Along with Representative Jared Polis, now the governor of Colorado, Mr. McConnell included a hemp pilot program in the 2014 farm bill — for “research.” In the legislation, hemp was defined as cannabis containing less than 0.3 percent THC — an arbitrary threshold, not a scientific distinction: Nothing in the Farm Bill, in case law, or in the Controlled Substances Act seemed to say anything about CBD. So entrepreneurs interpreted this research-oriented pilot program as the de facto legalization of cannabidiol.

The Drug Enforcement Administration disagreed, but couldn’t stop the tidal wave of CBD production. In 2018, over 60 percent of the hemp crop in Kentucky was grown for CBD. Then, long after the country was already flooded with CBD products both dubious and legitimate, Mr. McConnell inserted language into the 2018 Farm Bill explicitly making hemp federally legal.

Many of the Californians who plotted at Ms. Miller’s house in 2011 have watched in frustration as the CBD industry flourished, divorced from THC, and fake CBD misled consumers.

On his deathbed in 2014, Mr. Ringo insisted to friends and family that the Stanleys used his seeds to develop their famous strain Charlotte’s Web. Joel Stanley told me the genetics for Charlotte’s Web were a “cross of wild hemp with an industry genetic.” Critics of the Stanley brothers in the cannabis industry have grown annoyed by their prominence and push for patents. Their company has been valued at over half a billion dollars.

Ms. Miller, who still runs a cannabis testing lab, told me that in the years since the 2011 summit, she has become disillusioned as people she’d thought had earnest intentions in spreading CBD turned out to just want to get rich.
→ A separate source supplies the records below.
PR #746, opened 2022-09-06
Resolve `test_stats_aggregation`

sarahyurick:
Currently working on `test_stats_aggregation()` in `test_groupby.py`... so far have `REGR_COUNT` functionality and working on others.

PR #760, opened 2022-09-13
[DF] Add support for filtered groupby aggregations

charlesbluca:
Adds back support for filtered aggregations with `FILTER (WHERE ...)`, which allows us to unxfail `test_group_by_filtered` and unblocks several related tests in #746 and #759.


dask_sql/physical/rel/logical/aggregate.py
```diff
@@ -364,9 +346,20 @@ def _collect_aggregations(
...
-            # Gather information about the input column
+            # Gather information about input columns
             inputs = agg.getArgs(expr)
 
+            # Compute any input columns that don't yet exist
+            for input_expr in inputs:
+                input_col = input_expr.column_name(input_rel)
+                if input_col in cc._frontend_backend_mapping:
+                    continue
+                random_name = new_temporary_column(df)
```
charlesbluca, line 357: A potential issue with `new_temporary_column` that came to mind while working on this (I say potential because I'm unsure of the behavior of `uuid.uuid4()`):

Since we're using the table's `columns` attribute to check that a random column name hasn't been used yet, and we don't actually assign any of these random columns names until several of them have been generated, it is technically possible (though rare) to accidentally assign multiple input / filter columns to the same random backend name, which will certainly cause issues.

Since `assign` calls are expensive and we ideally want to be adding all required backend columns in a single go, it might make sense to refactor `new_temporary_column` to instead look at some attribute of the `DataContainer` or `ColumnContainer` to check for duplicates, which are both cheaper to update on the fly.

Don't intend to block this PR, but could be worthwhile to open an issue / TODO to handle this down the line.

ayushdg: Agreed that moving the check to dc or cc should make things significantly cheaper. 
Based on the article [here](https://en.wikipedia.org/wiki/Universally_unique_identifier#Collisions) probability of name collision is almost negligible, especially at the scale at which we generate new columns

galipremsagar (approved):

PR #763, opened 2022-09-14
Fix upstream failures in `test_groupby_split_out`

### LINKED ISSUE #761: ⚠️ Upstream CI failed ⚠️
[Workflow Run URL](https://github.com/dask-contrib/dask-sql/actions/runs/3049617054)

charlesbluca:
Looks like with https://github.com/dask/dask/pull/9453 Dask's `aggregate` codepath has changed such that passing through a null `split_out` will error where it once didn't; not sure if this was something that was once supported, but looking at the codepath before this commit it seems like it would've errored in some other cases too.

Closes #761

### DIFF
--- a/tests/integration/test_groupby.py
+++ b/tests/integration/test_groupby.py
@@ -376,7 +376,7 @@ def test_groupby_split_out(c, input_table, split_out, request):
         FROM {input_table}
         GROUP BY user_id
         """,
-        config_options={"sql.groupby.split_out": split_out},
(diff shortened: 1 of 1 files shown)


ayushdg (approved):

ayushdg:
Thanks for the quick fix. Linking to the relevant dask issue where there's some discussion on dropping the `None` default. https://github.com/dask/dask/issues/9490

PR #765, opened 2022-09-15
[DF] Switch back to architectured builds

charlesbluca:
Turns out that our Rust binary is compiled for the Python version & platform of the build platform - there is probably a way to get cross-compiled packages so this isn't an issue, but a short-term unblocker is just to build & publish packages for all our supported Python versions.

### DIFF
--- a/.github/workflows/conda.yml
+++ b/.github/workflows/conda.yml
@@ -58,4 +58,4 @@ jobs:
           # install anaconda for upload
           mamba install anaconda-client
 
-          anaconda upload --label $LABEL noarch/*.tar.bz2
+          anaconda upload --label $LABEL linux-64/*.tar.bz2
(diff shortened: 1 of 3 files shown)


.github/workflows/conda.yml
```diff
@@ -5,6 +5,12 @@ on:
       - main
       - datafusion-sql-planner
   pull_request:
+    paths:
+      - setup.py
+      - continuous_integration/recipe/**
+      - .github/workflows/conda.yml
+  schedule:
+    - cron: '0 0 * * 0'
```
charlesbluca, line 13: Since these changes make conda builds take up much more time, this makes it so they only run when relevant files are impacted in PRs (and weekly to make sure things are working as expected)

ayushdg (approved):

PR #769, opened 2022-09-19
[DF] Use correct schema in TableProvider

andygrove:
When the SQL parser is trying to resolve a table, we were ignoring the schema in qualified names and using the default schema instead.

### DIFF
--- a/dask_planner/src/sql.rs
+++ b/dask_planner/src/sql.rs
@@ -86,7 +86,10 @@ impl ContextProvider for DaskSQLContext {
             name.resolve(&self.default_catalog_name, &self.default_schema_name);
         if reference.catalog != self.default_catalog_name {
             // there is a single catalog in Dask SQL
-            return Err(DataFusionError::Plan(format!("Cannot resolve catalog '{}'", reference.catalog)));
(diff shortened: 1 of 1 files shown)


galipremsagar (approved):

ayushdg (approved):

dask_planner/src/sql.rs
```diff
@@ -84,7 +84,11 @@ impl ContextProvider for DaskSQLContext {
     ) -> Result<Arc<dyn TableSource>, DataFusionError> {
         let reference: ResolvedTableReference =
             name.resolve(&self.default_catalog_name, &self.default_schema_name);
-        match self.schemas.get(&self.default_schema_name) {
+        if reference.catalog != self.default_catalog_name {
+            // there is a single catalog in Dask SQL
+            return Err(DataFusionError::Plan(format!("Cannot resolve catalog '{}'", reference.catalog)));
```
galipremsagar, line 89:
```suggestion
            return Err(DataFusionError::Plan(format!(
                "Cannot resolve catalog '{}'",
                reference.catalog
            )));
```

PR #779, opened 2022-09-20
[DF] WIP: Upgrade to DataFusion rev 8ea59a

andygrove:
Creating this for a pairing session

### DIFF
--- a/dask_planner/src/expression.rs
+++ b/dask_planner/src/expression.rs
@@ -550,6 +550,19 @@ impl PyExpr {
         }
     }
 
+    #[pyo3(name = "getDecimal128Value")]
+    pub fn decimal_128_value(&mut self) -> PyResult<(Option<i128>, u8, u8)> {
+        match &self.expr {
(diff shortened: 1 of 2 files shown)


dask_planner/src/expression.rs
```diff
@@ -529,152 +529,206 @@ impl PyExpr {
...
+                ScalarValue::TimestampNanosecond(iv, tz)
+                | ScalarValue::TimestampMicrosecond(iv, tz)
+                | ScalarValue::TimestampMillisecond(iv, tz)
+                | ScalarValue::TimestampSecond(iv, tz) => {
+                    if let Some(iv) = iv {
+                        println!("{}", iv);
+                    }
+                    if let Some(tz) = tz {
+                        println!("{}", tz);
+                    }
```
andygrove, line 687: If we want to keep this debug logging, we should use `trace!` rather than `println!`

ayushdg: nice catch. accidentally left it in

PR #470, opened 2022-11-30
Unpin .NET dependencies

### LINKED ISSUE #469: serverless-aws-typescript and -csharp templates fail to compile
Likely related to dependency updates (https://github.com/pulumi/templates/pull/466).

cnunciato:
Allows programs to pick up minor and patch versions of Pulumi dependencies. (One of these templates, `serverless-aws-csharp`, is currently failing  because it's pinned to `Aws = 5.13.0`, but `AwsApiGateway` is trying to upgrade it to `>= 5.21.1`.)

```
...
my-serverless-app.csproj : error NU1605: Detected package downgrade: Pulumi.Aws from 5.21.1 to 5.13.0. Reference the package directly from the project to select a different version.
```
 
Fixes #469.

### DIFF
--- a/.gitignore
+++ b/.gitignore
@@ -11,3 +11,5 @@ go.sum
 Pulumi.*.yaml
 node_modules
 .vscode
+[Bb]in/
+[Oo]bj/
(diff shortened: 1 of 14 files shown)


scottslowe (approved):
I didn't test these changes, but they all seem reasonable to me. However, I did note that `container-gcp-csharp/${PROJECT}.csproj` has a minor version for the Docker provider, and `serverless-gcp-csharp/${PROJECT}.csproj` has the full version for SyncedFolder (while others don't). I don't know if you want to correct those with an additional commit or not.

cnunciato:
@scottslowe Good catches, thanks! I'll fix those up as well (missed 'em).

PR #478, opened 2022-12-09
Fix YAML template for Kubernetes on GCP

### LINKED ISSUE #477: Provider-namespace configuration values should not have a type
### What happened?

Architecture templates that leverage provider-namespace configuration values (like `aws:region` or `gcp:project`) are broken following the implementation of hierarchical configuration (as implemented via https://github.com/pulumi/pulumi/pull/10832). This appears to be due to the fact that the architecture templates included a `type` field for provider-namespace configuration values, and that field is no longer supported/allowed.

### Steps to reproduce

1. Run `pulumi new kubernetes-gcp-yaml`.
2. Observe the error that results:
```
error: template 'kubernetes-gcp-yaml' is currently broken: could not unmarshal '/Users/slowe/.pulumi/templates/kubernetes-gcp-yaml/Pulumi.yaml': Configuration key 'gcp:project' is not namespaced by the project and should not define a type
```

### Expected Behavior

It's expected that `pulumi new` will work and create a new project as expected.

### Actual Behavior

The `pulumi new` command fails with an error, and there is no obvious workaround for users.

### Output of `pulumi about`

```
CLI
Version      3.49.0
Go Version   go1.19.4
Go Compiler  gc

Host
OS       darwin
Version  12.6.1
Arch     arm64

Backend
Name           pulumi.com
URL            https://app.pulumi.com/scottslowe
User           scottslowe
Organizations  scottslowe

Pulumi locates its logs in /var/folders/c_/1pdwtg4j5zx4dvx5t6qp9v180000gn/T/ by default
```

### Additional context

Confirmed on two different macOS systems, one running Pulumi 3.49.0 (that's the output of `pulumi about` shown above) and another system running Pulumi 3.45.0.

### Contributing

Vote on this issue by adding a 👍 reaction. 
To contribute a fix for this issue, leave a comment (and link to your pull request, if you've opened one already).

scottslowe:
This PR fixes issues with the YAML template for Kubernetes on GCP, which was affected by the issue described in #477. No other templates were identified as being affected by #477.

This PR fixes #477.

### DIFF
--- a/kubernetes-gcp-yaml/Pulumi.yaml
+++ b/kubernetes-gcp-yaml/Pulumi.yaml
@@ -14,10 +14,6 @@ template:
       description: The desired number of nodes PER ZONE in the nodepool
 
 config:
-  gcp:project:
-    value: changeme
-  gcp:region:
-    value: us-central1
   nodesPerZone:
     type: integer
     default: 1
--- a/kubernetes-gcp-yaml/Pulumi.yaml
+++ b/kubernetes-gcp-yaml/Pulumi.yaml
@@ -15,10 +15,9 @@ template:
 
 config:
   gcp:project:
-    type: string
+    value: changeme
   gcp:region:
-    type: string
-    default: us-central1
+    value: us-central1
   nodesPerZone:
     type: integer
     default: 1
--- a/kubernetes-gcp-yaml/Pulumi.yaml.append
+++ b/kubernetes-gcp-yaml/Pulumi.yaml.append
@@ -1,8 +1,4 @@
 config:
-  gcp:project:
-    value: changeme
-  gcp:region:
-    value: us-central1
   nodesPerZone:
     type: integer
     default: 1
--- a/kubernetes-gcp-yaml/Pulumi.yaml.append
+++ b/kubernetes-gcp-yaml/Pulumi.yaml.append
@@ -1,9 +1,8 @@
 config:
   gcp:project:
-    type: string
+    value: changeme
   gcp:region:
-    type: string
-    default: us-central1
+    value: us-central1
   nodesPerZone:
     type: integer
     default: 1


kubernetes-gcp-yaml/Pulumi.yaml
```diff
@@ -15,10 +15,9 @@ template:
 
 config:
   gcp:project:
-    type: string
+    value: changeme
   gcp:region:
-    type: string
-    default: us-central1
+    value: us-central1
```
cnunciato, line 20: I _think_ the fix for this is to remove these provider config settings from the root `config` block, as they'll be set during `pulumi new` using defaults from `template.config`. When I run `pulumi new` with this branch, for example, I don't see `changeme` in the prompt as a default, and after creation I end up with an empty string in `Pulumi.dev.yaml`: 

```yaml
config:
  asasdasdfa:nodesPerZone: "1"
  gcp:project: ""
  gcp:region: us-central1
```

Tried with 3.48 and 3.49 and got the same result. Looking at other `*-gcp-yaml` templates, it seems they all leave these it out of the program config sections, so we should be good just removing it.

cnunciato (changes requested):

kubernetes-gcp-yaml/Pulumi.yaml
scottslowe: We can't leave those out; they are referenced later in the template. In order to be able to reference them later, they have to be included in the `config` block. And there has to be at least a value key under each of them, because the template won't work otherwise.

cnunciato: I see, ok. We’ll if this fixes it, let’s go ahead and merge — we can always come back it. Thanks for the explanation and the fix!

cnunciato (approved):

kubernetes-gcp-yaml/Pulumi.yaml
lukehoban: cc @aq17 @AaronFriel Curious what we would expect to be used here?  It doesn't feel right to require that we include dummy values like this?

aq17: Yes, for keys that should have a default, using `value` instead of `type` and `default` is correct, but using a dummy seems like it could lead to confusion. 
We could consider allowing project config keys to just be declared and not require a value within the `Pulumi.yaml` file?

aq17: Actually, it is possible to omit `gcp:project` and `gcp:region` from the template and still reference them; when running `pulumi up`, you should get 
```
    warning: unable to detect a global setting for GCP Project;
    Pulumi will rely on per-resource settings for this operation.
    Set the GCP Project by using:
    	`pulumi config set gcp:project <project>` 
```
if it isn't set in your stack config, which seems preferable to using dummy values.

scottslowe: @aq17 Interesting; I was under the impression that the only way to use a configuration value (provider-namespaced or otherwise) was to include it in the `config` block (the template does reference `gcp:project` later on). I'll try removing it from the `config` block and report back.

cnunciato: > I think the fix for this is to remove these provider config settings from the root config block

> Actually, it is possible to omit gcp:project and gcp:region from the template and still reference them

Finally got a chance to try this locally myself, and just removing those two settings does seem to do the trick, yeah.

We should also remove them from the template's page on pulumi.com: https://www.pulumi.com/templates/kubernetes/gcp/#customizing-the-project

scottslowe: I also tested this locally and it seemed to work; I wanted to run one more set of tests to be sure. Agreed that if we remove these settings we need to update the landing page as well.

scottslowe: I've run a few tests and can't find any ill effects from removing `gcp:project` and `gcp:region` from the top-level `config` block, so I'll push another commit that just removes those and re-request reviews before merging.

PR #483, opened 2022-12-14
Bump deps for static-website and serverless templates

### LINKED ISSUE #482: Update templates to use latest Synced Folder
Follow-up to #430, we need to update any templates that use synced-folder to use its latest version.

Should also update any peer deps that use older versions of AWS, Azure, or GCP as well, so we aren't pulling multiple versions of provider plugins.

cnunciato:
Upgrades dependencies on the `serverless-*` and `static-website-*` templates. 

I tested all of these manually as I went through them, so there shouldn't be any issues, but a few things to note:

* I noticed the API Gateway package was pinned to an older version of `pulumi-aws` (causing templates to pull down multiple versions of it), so I submitted a PR to fix that here: https://github.com/pulumi/pulumi-aws-apigateway/pull/70
* With these updates, the `serverless-azure-go` template emits a deprecation notice that I haven't tracked down yet but that appears to have something to do with the building of the packaged Go app. Doesn't interfere with deployment at all; is just a bit noisy. I'll see if I can figure out where it's coming from and address if possible in a follow-up.
* A new GCP shipped just as synced-folder was updated yesterday, so in some cases, we're still downloading two versions of `pulumi-gcp`. Would be awesome if we could let these transitive deps drift a little to reduce the download burden, but I'm not sure that's possible with component packages yet.

Fixes #482.

### DIFF
--- a/serverless-aws-csharp/${PROJECT}.csproj
+++ b/serverless-aws-csharp/${PROJECT}.csproj
@@ -9,7 +9,7 @@
 	<ItemGroup>
 		<PackageReference Include="Pulumi" Version="3.*" />
 		<PackageReference Include="Pulumi.Aws" Version="5.*" />
-		<PackageReference Include="Pulumi.AwsApiGateway" Version="*" />
+		<PackageReference Include="Pulumi.AwsApiGateway" Version="1.*" />
 	</ItemGroup>
 
 </Project>
--- a/serverless-aws-go/go.mod
+++ b/serverless-aws-go/go.mod
@@ -3,16 +3,23 @@ module ${PROJECT}
 go 1.17
 
 require (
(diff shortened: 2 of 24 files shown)


scottslowe:
I noticed in the TypeScript templates that you switched `pulumi/pulumi` from `^3.0.0` to `^3.49.0`. Is pinning the minor version needed for some reason?

cnunciato:
> I noticed in the TypeScript templates that you switched `pulumi/pulumi` from `^3.0.0` to `^3.49.0`. Is pinning the minor version needed for some reason?

Yeah, it’s just the result of running `yarn add`; the end result is the same (installs will use the latest minor version either way), I just opted to accept what the tool produced rather than fiddle with it manually.

Issue #481, opened 2022-12-13
github-go dependency problem


figadore:
### What happened?

Creates an invalid set of dependencies

go.mod
```
go 1.17

require (
        github.com/pulumi/pulumi-github/sdk/v4 v5.0.0
        github.com/pulumi/pulumi/sdk/v3 v3.44.2
)

```

main.go
```
package main

import (
        "github.com/pulumi/pulumi-github/sdk/v4/go/github"
        "github.com/pulumi/pulumi/sdk/v3/go/pulumi"
)
```

### Steps to reproduce

`pulumi new github-go`

### Expected Behavior

initialize a pulumi stack

### Actual Behavior

```
...
Saved config                                                                                                                                                                                                                                
                                                                                                                                                                                                                                            
Installing dependencies...                                                                                                                                                                                                                  
                                                                                                                                                                                                                                            
go: errors parsing go.mod:                                                                                                                                                                                                                  
/some/path/go.mod:6:2: require github.com/pulumi/pulumi-github/sdk/v4: version "v5.0.0" invalid: should be v4, not v5                                                                                        
error: installing dependencies failed; rerun manually to try again, then run `pulumi up` to perform an initial deployment: `go mod tidy` failed to install dependencies: exit status 1      
```

### Output of `pulumi about`

```
CLI          
Version      3.49.0
Go Version   go1.19.3
Go Compiler  gc

Plugins
NAME  VERSION
go    unknown

Host     
OS       debian
Version  bookworm/sid
Arch     x86_64

This project is written in go: executable='/usr/local/go/bin/go' version='go version go1.19.2 linux/amd64'

Backend        
Name           pop-os
URL            file://~
User           reese
Organizations  

Pulumi locates its logs in /tmp by default
warning: Failed to get information about the Pulumi program's dependencies: failed to get modules: exit status 1
warning: Failed to get information about the current stack: No current snapshot
```

### Additional context

Not sure if this issue belongs here or github.com/pulumi/pulumi-github

I also saw [in the docs](https://www.pulumi.com/docs/get-started/gcp/begin/) that go 1.18 was required, should that be reflected in this template in go.mod?

### Contributing

Vote on this issue by adding a 👍 reaction. 
To contribute a fix for this issue, leave a comment (and link to your pull request, if you've opened one already).

squaremo:
I can confirm this, same thing happens for me. There's something pretty wacky going on with the versioning here (and in pulumi-github#276).

lukehoban:
[...]

PR #494, opened 2023-01-12
Skip updates, {vm,kubernetes}-azure-yaml

cnunciato:
As a follow-up to https://github.com/pulumi/devrel-team/issues/464, this change skips running full updates for all templates, relying instead on successful previews, and adds `vm-azure-yaml` and `kubernetes-azure-yaml` to the list of skipped tests.

Doesn't represent the ideal state for sure, but given the state we're in now, we think this is an acceptable trade-off to get back to reliably passing while we explore alternative ways to run full deployments for some or all templates.

Note that this change also skips testing `github-go` (temporarily) due to https://github.com/pulumi/templates/issues/481. I'll remove it from the list once that issue's fixed.

Fixes https://github.com/pulumi/devrel-team/issues/487.

### DIFF
--- a/.github/workflows/ci.yml
+++ b/.github/workflows/ci.yml
@@ -19,7 +19,7 @@ env:
   GOOGLE_PROJECT: pulumi-ci-gcp-provider
   GOOGLE_PROJECT_NUMBER: 895284651812
   LINODE_TOKEN: ${{ secrets.LINODE_TOKEN }}
-  SKIPPED_TESTS: "alicloud,digitalocean,kubernetes,openstack,equinix-metal,civo,aiven,auth0,github,oci,java-jbang,java-gradle,azuredevops"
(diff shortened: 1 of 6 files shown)


.github/workflows/ci.yml
```diff
@@ -125,14 +125,11 @@ jobs:
         env:
           PULUMI_PYTHON_CMD: python
           TESTPARALLELISM: 3
-          SKIPPED_TESTS: "alicloud,digitalocean,kubernetes,openstack,equinix-metal,civo,aiven,auth0,github,oci,java-jbang,java-gradle,azuredevops,container"
```
cnunciato, line 128: Not sure why these are overridden -- I believe the steps should inherit values set on line 22.

scottslowe (approved):
Approved

PR #495, opened 2023-01-12
Use GITHUB_TOKEN in curl requests, run generate-go-mod.sh

cnunciato:
Running this script without a `GITHUB_TOKEN` [occasionally yields `null` values in `go.mod` files](https://github.com/pulumi/templates/pull/493) because of GitHub rate limiting. This change adds the ambient `GITHUB_TOKEN` to `curl` request headers and re-runs the script to regenerate updated values.  

Also "downgrades" `github-go` to `v4` while we sort out what's going on with #481.

### DIFF
--- a/equinix-metal-go/main.go
+++ b/equinix-metal-go/main.go
@@ -1,7 +1,7 @@
 package main
 
 import (
-	metal "github.com/pulumi/pulumi-equinix-metal/sdk/v2/go/equinix"
+	metal "github.com/pulumi/pulumi-equinix-metal/sdk/v3/go/equinix"
 	"github.com/pulumi/pulumi/sdk/v3/go/pulumi"
 )
 
--- a/aws-go/go.mod
+++ b/aws-go/go.mod
@@ -3,6 +3,6 @@ module ${PROJECT}
 go 1.17
 
 require (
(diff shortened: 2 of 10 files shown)


scottslowe (approved):
LGTM. At some point (not as part of this PR), we need to think about updating the Go version for all these templates.

equinix-metal-go/main.go
```diff
@@ -1,7 +1,7 @@
 package main
 
 import (
-	metal "github.com/pulumi/pulumi-equinix-metal/sdk/v2/go/equinix"
+	metal "github.com/pulumi/pulumi-equinix-metal/sdk/v3/go/equinix"
```
cnunciato, line 4: This line needs updated as well (to correspond with the updated version).

github-go/main.go
```diff
@@ -1,7 +1,7 @@
 package main
 
 import (
-	"github.com/pulumi/pulumi-github/sdk/v4/go/github"
+	"github.com/pulumi/pulumi-github/sdk/v5/go/github"
```
cnunciato, line 4: Similarly here.

scottslowe (approved):
LGTM

Issue #448, opened 2022-11-04
Fix template description for Kubernetes on GCP templates


scottslowe:
## Hello!

- Vote on this issue by adding a 👍 reaction
- If you want to implement this feature, comment to let us know (we'll work with you on design, scheduling, etc.)

## Issue details

It looks like we missed one template in the recent PR (#447) to make sure the template descriptions are consistent. (See Luke's comment on that PR.)

PR #496, opened 2023-01-12
Fix Kubernetes template description

cnunciato:
Fixes https://github.com/pulumi/templates/issues/448.


scottslowe (approved):
LGTM, thanks for catching these that slipped past me!

PR #499, opened 2023-01-13
Bump go versions to 1.18

cnunciato:
Brings to [one version behind current](https://go.dev/doc/devel/release#policy).

Fixes https://github.com/pulumi/templates/issues/508.


Frassle (approved):

scottslowe (approved):
Changes seem reasonable and tests seem to be passing, so approved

Mr. Gardner feels the same way. There has been a slight uptick in clinical research around the compound’s relation to anxiety, schizophrenia and opioid use disorder. In September, the National Institutes of Health approved $3 million in small grants for studies of cannabidiol and other non-THC cannabis compounds. Nevertheless, the government-enabled ham-handed rush to profiteering has seriously, and unduly, undermined CBD’s medical reputation.

Even Dr. Turner, Mr. Reagan’s drug czar, said there is far more evidence for the benefits of Sativex, the half-CBD, half-THC drug, than for unregulated CBD online.

“There haven’t been enough clinical trials and there never will be,” said Mr. Clarke, the cannabis seed collector. “There’s no vested financial interest in anyone doing it.” Big Pharma is most invested in medications that they can control, that they alone can patent.

Still, some of the states with legal cannabis have implemented robust testing standards, and bona fide CBD can be found at many marijuana dispensaries, both on its own and in a variety of ratios with THC. Ms. Miller’s lab, and other responsible actors, are supposed to ensure products that hit legal pot shop shelves contain exactly what they claim to contain. But without stringent federal oversight, few in the CBD business will voluntarily opt-in to tests of their product labeling’s accuracy.

When I asked Dr. Russo, who oversaw much of GW Pharmaceuticals’ research, how he feels about it all, he sighed. “You do something, and other people run with it, and it turns into something else that you don’t recognize,” he said. “I’m always concerned, but what I like to dwell upon is: What is the real potential here?”